My Father's ALS: A Son's Healing Journey is Kenneth Kann’s story of the death of his father and his own coming of age. In 1979 Ken’s father, Sam Kann, was diagnosed with amyotrophic lateral sclerosis (ALS), a degenerative nerve disorder also known as Lou Gehrig’s Disease. A proud and self-reliant man, Sam suffered rapid physical devastation that left him a quadriplegic, completely dependent on others. His illness brought Ken frightening new responsibilities and changed their embattled relationship. That ordeal over 15 months, ending with Sam’s death, provoked Ken to transform his life at 36.
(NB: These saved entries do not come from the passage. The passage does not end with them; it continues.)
PR #3363, opened 2024-09-18
Overhaul taxon subsets

### LINKED ISSUE #3362: Overhauling “taxon subsets”
Currently, each Uberon release comes with a handful of “taxon subsets”:

* `amniote-basic`,
* `euarchontoglires-basic`,
* `human-view`,
* `mouse-view`,
* `xenopus-view`.

Those subsets are generated in two different ways.

a) For the `-basic` subsets, the key part of their generation is OWLTools’ `--make-species-subset` command. Briefly, what this command does, when generating a subset for a taxon _T_, is to assert `owl:Thing in_taxon some T`, and then to exclude all classes that are unsatisfiable because of that assertion, so that the resulting ontology only contains classes that are not known to be invalid for taxon _T_. (After that step, this is merely standard, ROBOT-mediated reasoning and filtering of external terms.)

b) For the `-view` subsets, the approach is quite similar, only the implementation is different. To create a subset for a taxon _T_, instead of using the dedicated `--make-species-subset` command, we merge into Uberon a small ontology (found in `src/ontology/contexts/context-T.owl`) containing an axiom asserting that Uberon’s `anatomical structure` is part of the taxon _T_ (`UBERON:0000061 SubClassOf: part_of some T`), then we run OWLTools’ reasoning command over the merge product and instruct it to ignore all unsatisfiable classes (we have to use OWLTools here because ROBOT’s `reason` command does not allow, as far as I know, to simply ignore unsatisfiable classes – `robot reason` always errors out if the ontology it is trying to reason over is found to contain unsatisfiable classes). Basically it’s a “manual” way of doing more or less the same thing than `--make-species-subset` does.

I don’t know why we have those two methods to generate taxon subsets. Possibly OWLTools’ `--make-species-subsets` did not exist at the time the `-view` subsets were first created, or whoever created them did not know that command existed. In any case, I think it’s needlessly confusing to have two types of taxon subsets (the “-view” subsets and the “-basic” subsets), so those two methods should be consolidated into a single one – ideally one that does not require OWLTools, which we are trying to phase out of our pipelines.

@dosumis suggested at some point that instead of creating the subsets directly, we could have a command (implemented as a ROBOT plugin) that merely _tags_ classes as belonging to a given subset (by adding an annotation like `oboInOwl:inSubset <http://purl.obolibrary.org/obo/uberon/core#human_subset>`), after which the subsets themselves could be created by simply extracting the classes carrying the tag.

gouttegd:
This PR updates the way we are building “taxon subsets”.

As explained in #3362, we currently have, for reasons unknown (to me at least), two slightly different methods to create taxon subsets: one producing the `-view` subsets (`human-view`, `mouse-view`, `xenopus-view`) and one producing the `-basic` subsets (`amniote-basic`, `euarchotonglires-basic`). Both methods rely on the use of OWLTools.

This PR replaces both methods by a single one (so that all taxon subsets are produced in the same way) that relies on a new command in Uberon’s custom ROBOT plugin.

The PR does not change _which_ taxon subsets are produced and released by default (the five subsets aforementioned: `human`, `mouse`, `xenopus`, `amniote`, and `euarchotonglires`). 

More subsets can be produced on demand, all that is needed is to define a `TAXON_ID_subsetname` Make variable pointing to the desired NCBITaxon ID.

For example, to create a subset for, say, insects, one can do:

```sh
sh run.sh make subsets/insect-view.owl TAXON_ID_insect=NCBITaxon:50557
```

The PR also adds a possibility to create, not a subset directly, but a small component containing only `oboInOwl:inSubset` annotations to “tag” classes that belong to a taxon subset. For example:

```sh
sh run.sh make subsets/human-tags.ofn
```

would create a `human-tags.ofn` component containing, for all Uberon classes that belong to the human subset, `oboInOwl:inSubset <http://purl.obolibrary.org/obo/uberon/core#human_subset>` annotation assertion axioms. Such a component can then be merged with the main ontology for downstream use (e.g., extracting all the classes of the subset).

closes #3362

### DIFF
--- a/src/ontology/uberon.Makefile
+++ b/src/ontology/uberon.Makefile
@@ -144,10 +144,6 @@ POSTPROCESS_ADDITIONS = subsets/human-tags.ofn \
 uberon.owl: $(POSTPROCESS_SRC) $(POSTPROCESS_ADDITIONS)
 	$(ROBOT) merge $(foreach prereq,$^,-i $(prereq)) -o $@
 
-uberon.json.gz: uberon.json
-	gzip -c $< > $@.tmp && mv $@.tmp $@
-.PRECIOUS: uberon.json.gz
-
 
 # ----------------------------------------
 # MIRRORS
@@ -1513,6 +1509,10 @@ refresh-external-resources:
 # Everything that does not belong to any of the sections above.
 # May include both actually useful stuff and stuff that nobody
 # remembers why it was written in the first place.
+
+uberon.json.gz: uberon.json
+	gzip -c $< > $@.tmp && mv $@.tmp $@
+.PRECIOUS: uberon.json.gz
 
 TEMPLATESDIR=templates
 
--- a/src/ontology/uberon.Makefile
+++ b/src/ontology/uberon.Makefile
@@ -142,7 +142,7 @@ $(POSTPROCESS_SRC): $(OWLSRC) $(BRIDGEDIR)/uberon-bridge-to-bfo.owl $(DEVELOPS_F
 POSTPROCESS_ADDITIONS = subsets/human-tags.ofn \
 			subsets/mouse-tags.ofn
 uberon.owl: $(POSTPROCESS_SRC) $(POSTPROCESS_ADDITIONS)
-	$(ROBOT) merge $(foreach prereq,$^,-i $(prereq)) -o $@
+	$(ROBOT) merge -i $< $(foreach add,$(POSTPROCESS_ADDITIONS),-i $(add)) -o $@
 
 
 # ----------------------------------------
--- a/src/ontology/uberon.Makefile
+++ b/src/ontology/uberon.Makefile
@@ -9,6 +9,7 @@ TAXMODSDIR =           taxmods
 BRI=                   true
 
 OWLSRC =               $(TMPDIR)/uberon-edit.owl
+POSTPROCESS_SRC =      $(TMPDIR)/uberon.owl
 CATALOG_DYNAMIC =      catalog-dynamic.xml
 OWLTOOLS_NO_CAT=       OWLTOOLS_MEMORY=$(OWLTOOLS_MEMORY) owltools
 OWLTOOLS_CAT_DYNAMIC=  OWLTOOLS_MEMORY=$(OWLTOOLS_MEMORY) owltools --catalog-xml $(CATALOG_DYNAMIC)
@@ -127,14 +128,21 @@ MATERIALIZE=
 else
 MATERIALIZE = materialize -T $(CONFIGDIR)/basic_properties.txt -r elk
 endif
-uberon.owl: $(OWLSRC) $(BRIDGEDIR)/uberon-bridge-to-bfo.owl $(DEVELOPS_FROM_CHAIN)
+$(POSTPROCESS_SRC): $(OWLSRC) $(BRIDGEDIR)/uberon-bridge-to-bfo.owl $(DEVELOPS_FROM_CHAIN)
 	$(ROBOT) merge -i $(OWLSRC) -i $(BRIDGEDIR)/uberon-bridge-to-bfo.owl \
 	               -i $(DEVELOPS_FROM_CHAIN) \
 	         relax $(MATERIALIZE) \
 	         reason -r elk --exclude-duplicate-axioms true \
 	                       --equivalent-classes-allowed asserted-only \
 	         unmerge -i $(DEVELOPS_FROM_CHAIN) \
-	         annotate -O $(URIBASE)/$@ -V $(RELEASE)/$@ -o $@
+	         annotate -O $(URIBASE)/uberon.owl -V $(RELEASE)/uberon.owl -o $@
+
+# Step 3: Postprocessing. We merge some files that are derived from the
+# previous step.
+POSTPROCESS_ADDITIONS = subsets/human-tags.ofn \
+			subsets/mouse-tags.ofn
+uberon.owl: $(POSTPROCESS_SRC) $(POSTPROCESS_ADDITIONS)
+	$(ROBOT) merge $(foreach prereq,$^,-i $(prereq)) -o $@
 
 uberon.json.gz: uberon.json
 	gzip -c $< > $@.tmp && mv $@.tmp $@
@@ -728,7 +736,7 @@ extra-full-bridge-checks: $(foreach ao, $(EXTRA_FULL_CHECK_AO_LIST), $(REPORTDIR
 
 # A quick bridge check uses only uberon plus taxon constraints plus
 # bridging axioms, *not* the axioms in the source ontology itself.
-$(REPORTDIR)/quick-bridge-check-%.txt: uberon.owl \
+$(REPORTDIR)/quick-bridge-check-%.txt: $(POSTPROCESS_SRC) \
 				       $(COMPONENTSDIR)/external-disjoints.obo \
 				       $(TMPDIR)/taxslim-disjoint-over-in-taxon.owl \
 				       $(TMPDIR)/bridges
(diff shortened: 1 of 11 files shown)


src/ontology/uberon.Makefile
```diff
@@ -934,40 +934,59 @@ subsets/life-stages-core.owl: uberon.owl
...
+#            taxon T, assert 'R SubClassOf: in_taxon some T' and exclude
+#            all classes that are unsatisfiable because of that
+#            assertion.
+# - precise: alternative strategy; given a root class R and a taxon T,
+#            iterate through all subclasses C of R and include classes
+#            for which the expression 'C and in_taxon some T' is
+#            satisfiable; about 3-5 times slower than 'default'.
+TAXON_SUBSET_STRATEGY = default
+
+TAXON_SUBSET_ROOTS = UBERON:0001062 UBERON:0000000
```
matentzn, line 958: Does this second root exist? I don't think I have ever seen it

src/ontology/uberon.Makefile
```diff
@@ -934,40 +934,59 @@ subsets/life-stages-core.owl: uberon.owl
...
+	$(ROBOT) uberon:create-species-subset --input $< \
+		                              --taxon $(TAXON_ID_$*) \
+		                              --strategy $(TAXON_SUBSET_STRATEGY) \
+		                              --reasoner ELK \
+		                              $(foreach root,$(TAXON_SUBSET_ROOTS),--root $(root)) \
+		 reason --reasoner ELK --equivalent-classes-allowed all \
+		        --exclude-tautologies structural \
 		 relax \
 		 remove --axioms equivalent \
 		 relax \
```
matentzn, line 972: Can't imagine what this second relax does but well since it's there..

src/ontology/uberon.Makefile
```diff
@@ -934,40 +934,59 @@ subsets/life-stages-core.owl: uberon.owl
...
+	$(ROBOT) uberon:create-species-subset --input $< \
+		                              --taxon $(TAXON_ID_$*) \
+		                              --strategy $(TAXON_SUBSET_STRATEGY) \
+		                              --reasoner ELK \
+		                              $(foreach root,$(TAXON_SUBSET_ROOTS),--root $(root)) \
+		                              --no-remove \
+		                              --prefix 'uberon: http://purl.obolibrary.org/obo/uberon/core#' \
+		                              --subset-name uberon:$*_subset \
+		                              --only-tag-in UBERON: --only-tag-in GO: \
+		                              --write-tags-to $@
```
matentzn, line 989: I personally have a very weak preference to avoid Java code however well designed because of the lack of people being able to maintain it, but this is not a review comment now, just an FYI that you should ignore. I am assuming the Java code does some things beyond the capability of a simple SPARQL query here.

matentzn (approved):
I have reviewed the code changes, they look great, - I would like to offer a single word of caution: renaming files, even subset files, may break existing pipelines somewhere on the deep web unless we also add a purl redirect to the OBO purl config.

src/ontology/uberon.Makefile
gouttegd: Yes it does. It’s '[processual entity](http://purl.obolibrary.org/obo/UBERON_0000000)', which is the parent of '[life cycle](http://purl.obolibrary.org/obo/UBERON_0000104)' and all the '[life cycle stage](http://purl.obolibrary.org/obo/UBERON_0000105)' terms.

src/ontology/uberon.Makefile
gouttegd: I personally have a very strong preference for a well-designed, small piece of code (in any language) that does one thing and does it well, over a complicated pipeline that chains two or three tools and/or needs several intermediate representations of the ontology in order to achieve something. :)

gouttegd:
> renaming files, even subset files, may break existing pipelines somewhere on the deep web unless we also add a purl redirect to the OBO purl config.

I know. But precisely, this is to be handled at the PURL level, which is here exactly for this purpose. There is no reason for us to refrain from renaming files if it brings better consistency (in this case, by having all taxon subsets consistently named `something-view.owl` instead of having some subsets being named `something-basic`).

dosumis:
Hi @gouttegd - great to see this.  

I'm especially excited to see this:

> The PR also adds a possibility to create, not a subset directly, but a small component containing only oboInOwl:inSubset annotations to “tag” classes that belong to a taxon subset. For example:
>
> `sh run.sh make subsets/human-tags.ofn`
>
> would create a human-tags.ofn component containing, for all Uberon classes that belong to the human subset, oboInOwl:inSubset <http://purl.obolibrary.org/obo/uberon/core#human_subset> annotation assertion axioms. Such a component can then be merged with the main ontology for downstream use (e.g., extracting all the classes of the subset).

I would really like the tags to in incorporated into the release files.  We can use them straight away in our autosuggest pipelines to boost for species relevant terms.

src/ontology/uberon.Makefile
matentzn: Fair enough :P Lets do the dance on a case by case basis. In this case here I agree!

gouttegd:
> I would really like the tags to in incorporated into the release files.

I wasn’t sure whether this was your preferred option, so for now the idea was to merely produce the `-tags` file and leave downstream users of Uberon merge them with `uberon.owl` if they wanted.

But it certainly can be done directly upstream if preferred.

Do we want _all_ release artefacts to include those tags (e.g. `uberon.owl`, `oberon-basic.owl`, but also all the organ-specific subsets such as `nephron-minimal`, `sensory-minimal`, etc)? Or just _one_ supplementary artefact containing the taxon subset tags (e.g. something like `uberon-with-subset-tags.owl`)?

Based on your comment I assume the former (tags included in all release artefacts), in which case we’ll need a new intermediate file (upstream of `uberon.owl`) from which the subset tags can be generated before we produce the final `uberon.owl` with the subset tags included.

gouttegd:
PR updated to include the `oboInOwl:inSubset` tags directly into the release products.

For now, we include only the tags for the human subset and the mouse subset. To add tags for another subset, it would simply be a matter of adding another tag file to the `POSTPROCESS_ADDITIONS` Make variable, for example:

```Make
POSTPROCESS_ADDITIONS = subsets/human-tags.ofn \
                        subsets/mouse-tags.ofn \
                        subsets/drosophila-tags.ofn
```

Some considerations:

1) The tags are added as part of the release pipeline, and are _not_ imported from the `-edit` file. This means the tags will _not_ be visible when working on the ontology from Protégé. This is on purpose. The tags are automatically computed and are not supposed to be manually edited, but there would be no way to enforce that if they were visible from Protégé.

2) The tags are added to the main `uberon.owl` artefact, and from there are propagated to all files that are derived from this artefact. They are, however, explicitly excluded from Composite-Metazoan (and its progenitor Collected-Metazoan). Including them into Composite-Metazoan would produce a somewhat weird result in that **Uberon** terms would be tagged as belonging to a given taxon subset, but terms coming from the taxon-specific anatomy ontologies would not be tagged. For example, UBERON’s `artery` would be tagged as belonging to the mouse subset, but not EMAPA’s `superior vesicle artery`, even though that term is (obviously, as coming from EMAPA) definitely applicable to mice. I believe this would be confusing.

3) The additions of the mouse and human tags are adding about ~3MB to the main `uberon.owl` file (from 88MB to 91MB). Not sure whether this is a big concern or not, but I think it should be noted, especially if we want to add more taxon subset tags to the main release file.

matentzn (approved):
assuming that uberon.owl was swapped out to `POST_PROCESS` in all the relevant places in the makefile, this looks good to me!

cmungall (approved):

gouttegd:
> assuming that uberon.owl was swapped out to POST_PROCESS in all the relevant places in the makefile

Only two places, in fact:

1) As the input of the Composite-Metazoan pipeline, because as I have said in my last comment, we (at least I) do not want the taxon subset tags to be included in Composite-Metazoan, so it’s fine to build Composite-Metazoan from the `POSTPROCESS_SRC` intermediate file (which is the same thing as the final `uberon.owl` minus the taxon subset tags);

2) As the input of the “bridge checks”, because the taxon subset tags are completely unnecessary for those checks (they would cause no harm, but would serve no purpose either).

All other custom pipelines that were dependent on `uberon.owl` are _still_ dependent on `uberon.owl`, meaning those custom pipelines now work on a version of the ontology that includes the taxon subset tags. Notably, this means that the “system subsets” (e.g. `circulatory-minimal`, `digestive-minimal`, etc.) do contains those tags.

gouttegd:
Merging here.

@dosumis: (1) If you want more taxon subset tags than just human and mouse to be included in the main product, just say so and we can add new subsets anytime, it’s one line to add in the custom Makefile.

(2) I assume you want to see the same thing in CL?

My Father’s ALS is a story of terminal illness that begins with Ken’s startling discovery that his life in Berkeley, California, continuing from the social upheaval of the 1960s, has left him unprepared for Sam’s calamity. Sam, who grew up in the Depression, encounters a shattering personal crisis with ALS, the transformation and end of his life. Ken takes successive trips home to a Chicago suburb, Skokie, to help his parents cope with this devastating disease and to face a history of conflict with Sam.

Through these visits Ken recounts Sam’s struggles to live with ALS, from becoming too weak to drive or dress himself, through frightening problems with eating, speaking, and breathing. Ken witnesses his father suffer physical decline they cannot halt. Ken describes their history of clashes, beginning with Sam’s home work shop and continuing through Ken’s escape to sixties Berkeley and career choices.

Ken describes the morning he pushes Sam in a wheelchair about his workplace to retire and say goodbyes, a profound experience for Sam and Ken. There is a gradual reconciliation as Sam relies on Ken for help living with ALS and, finally, help dying.

The story culminates with Sam’s request, a year after diagnosis, that Ken help Sam with suicide. By then Sam is completely paralyzed, as if his body is encased in iron, and he can do nothing himself, not even scratch an itch. Ken recounts his search, before the era of physician assisted suicide, for how Sam could end his life. When Ken finds a method, Sam and Ken plot his suicide. It does not go as they plan.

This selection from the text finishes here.